PR #528, opened 2023-06-18
WIP - BitcoinCash Upgrade 9 Implementation

OPReturnCode:
This is an attempt to implement the latest BCH consensus rules into BCHD.

Upgrade 9 requires includes the following changes:

- [x] Add ChipNet Support
- [ ]  Restrict Transaction Version (Tiny change)
- [x]  Add New Minimum Transaction Size
- [x] Implement P2SH32 (This relies on gcash/bchutil - the changes are implemented there but not pushed yet)
- [ ]  Implement CashTokens (Biggest task by far)

Please note that the items that are checked as complete in the above todo list, might still need some light modifications and slight touches by the time the rest of the todo list is complete.


blockchain/indexers/addrindex.go
```diff
@@ -30,7 +30,14 @@ const (
...
 	// index.  It consists of 1 byte address type + 20 bytes hash160.
-	addrKeySize = 1 + 20
+	//addrKeySize = 1 + 20
+
+	// addrKeySize is the number of bytes an address key consumes in the
+	// index.  It consists of 1 byte address type + 32 bytes hash256.
+	// TODO: Since we updated the size, please note that we need to either:
+	// a) detect old indexes and force them to be rebuilt
+	// b) write a migration of the existing index
+	addrKeySize = 1 + 32
```
zquestz, line 40: Should this be increased further to support larger valid cashaddr addresses?

chaincfg/params.go
```diff
@@ -262,7 +263,7 @@ var MainNetParams = Params{
 	Name:        "mainnet",
 	Net:         wire.MainNet,
 	DefaultPort: "8333",
-	DNSSeeds: []DNSSeed{
+	DNSSeeds: []DNSSeed{ // TODO change this to proper dns seed
```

Your assignment: Report each line of the data that includes the string "addrKeySize".

Written solution:
-	addrKeySize = 1 + 20
+	//addrKeySize = 1 + 20
+	// addrKeySize is the number of bytes an address key consumes in the
+	addrKeySize = 1 + 32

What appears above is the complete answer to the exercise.